EXERCISE DETAILS
Give back all the data exactly as it was written.

[Stored items]
•••••

PR #1085, opened 2024-08-15
fetch individual translations collections for arrays

rbrtrfl:
the idea is to subdivide the /beratungshilfe/antrag Translations collection in strapi into `arrayLabels` as well as `kinder`, `kraftfahrzeuge`, `geldanlagen` etc.


app/routes/shared/formular.server.ts
```diff
@@ -91,16 +92,33 @@ export const loader = async ({
...
+
+  const arraySummaryData = getSummaryData(
+    arrayCategories,
+    arrayConfigurations,
+    userData,
+  );
+
+  const flowStrings = arrayConfigurations
+    ? await fetchTranslations(flowId)
+    : await getArrayCategoryTranslations(arrayCategories);
```
chohner, line 120: I think you could move this logic above the `Promise.all()` to keep a single await?

Also might make sense to refactor this into a function?

rbrtrfl: I think it can't be moved to the `Promise.all()`, because `arrayCategories` needs `formPageContent` to be declared, which only happens in the `Promise.all()`

app/services/array/getArrayCategoryTranslations.ts
```diff
@@ -0,0 +1,12 @@
+import { fetchTranslations, Translations } from "../cms/index.server";
+
+export async function getArrayCategoryTranslations(
```
aaschlote, line 3: Can we add test for it?

aaschlote, line 3: The name of the function is `getArrayCategoryTranslations` but you fetching translations of `arrayLabels`, so the function doesn't do what it's described on this name. 

Can we find a better name for this function?

app/routes/shared/formular.server.ts
```diff
@@ -91,16 +92,33 @@ export const loader = async ({
   const [
     formPageContent,
     parentMeta,
-    flowStrings,
+    // flowStrings,
```
aaschlote, line 95: any reason to keep this line with `//``?

app/routes/shared/formular.server.ts
```diff
@@ -91,16 +92,33 @@ export const loader = async ({
...
     navigationStrings,
     defaultStrings,
   ] = await Promise.all([
     fetchFlowPage("form-flow-pages", flowId, stepId),
     fetchMeta({ filterValue: parentFromParams(pathname, params) }),
-    fetchTranslations(flowId),
+    // fetchTranslations(flowId),
```
aaschlote, line 101: Same here

app/routes/shared/formular.server.ts
```diff
@@ -91,16 +92,33 @@ export const loader = async ({
...
+    .filter(isStrapiArraySummary)
+    .map((strapiSummary) => strapiSummary.category);
+
+  const arraySummaryData = getSummaryData(
+    arrayCategories,
+    arrayConfigurations,
+    userData,
+  );
+
+  const flowStrings = arrayConfigurations
```
aaschlote, line 118: can we rename this variable? We are always fetching translations but passing the value for a variable called ``flowStrings``. What do you think?

aaschlote (commented):
Nice work, just leave a few comments for improvements. Reach me in case you need some better clarification 😃

app/services/array/getArrayCategoryTranslations.ts
rbrtrfl: ok

app/routes/shared/formular.server.ts
rbrtrfl: wip - deleted!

•••••

RESULT OF THIS TASK
PR #1085, opened 2024-08-15
fetch individual translations collections for arrays

rbrtrfl:
the idea is to subdivide the /beratungshilfe/antrag Translations collection in strapi into `arrayLabels` as well as `kinder`, `kraftfahrzeuge`, `geldanlagen` etc.


app/routes/shared/formular.server.ts
```diff
@@ -91,16 +92,33 @@ export const loader = async ({
...
+
+  const arraySummaryData = getSummaryData(
+    arrayCategories,
+    arrayConfigurations,
+    userData,
+  );
+
+  const flowStrings = arrayConfigurations
+    ? await fetchTranslations(flowId)
+    : await getArrayCategoryTranslations(arrayCategories);
```
chohner, line 120: I think you could move this logic above the `Promise.all()` to keep a single await?

Also might make sense to refactor this into a function?

rbrtrfl: I think it can't be moved to the `Promise.all()`, because `arrayCategories` needs `formPageContent` to be declared, which only happens in the `Promise.all()`

app/services/array/getArrayCategoryTranslations.ts
```diff
@@ -0,0 +1,12 @@
+import { fetchTranslations, Translations } from "../cms/index.server";
+
+export async function getArrayCategoryTranslations(
```
aaschlote, line 3: Can we add test for it?

aaschlote, line 3: The name of the function is `getArrayCategoryTranslations` but you fetching translations of `arrayLabels`, so the function doesn't do what it's described on this name. 

Can we find a better name for this function?

app/routes/shared/formular.server.ts
```diff
@@ -91,16 +92,33 @@ export const loader = async ({
   const [
     formPageContent,
     parentMeta,
-    flowStrings,
+    // flowStrings,
```
aaschlote, line 95: any reason to keep this line with `//``?

app/routes/shared/formular.server.ts
```diff
@@ -91,16 +92,33 @@ export const loader = async ({
...
     navigationStrings,
     defaultStrings,
   ] = await Promise.all([
     fetchFlowPage("form-flow-pages", flowId, stepId),
     fetchMeta({ filterValue: parentFromParams(pathname, params) }),
-    fetchTranslations(flowId),
+    // fetchTranslations(flowId),
```
aaschlote, line 101: Same here

app/routes/shared/formular.server.ts
```diff
@@ -91,16 +92,33 @@ export const loader = async ({
...
+    .filter(isStrapiArraySummary)
+    .map((strapiSummary) => strapiSummary.category);
+
+  const arraySummaryData = getSummaryData(
+    arrayCategories,
+    arrayConfigurations,
+    userData,
+  );
+
+  const flowStrings = arrayConfigurations
```
aaschlote, line 118: can we rename this variable? We are always fetching translations but passing the value for a variable called ``flowStrings``. What do you think?

aaschlote (commented):
Nice work, just leave a few comments for improvements. Reach me in case you need some better clarification 😃

app/services/array/getArrayCategoryTranslations.ts
rbrtrfl: ok

app/routes/shared/formular.server.ts
rbrtrfl: wip - deleted!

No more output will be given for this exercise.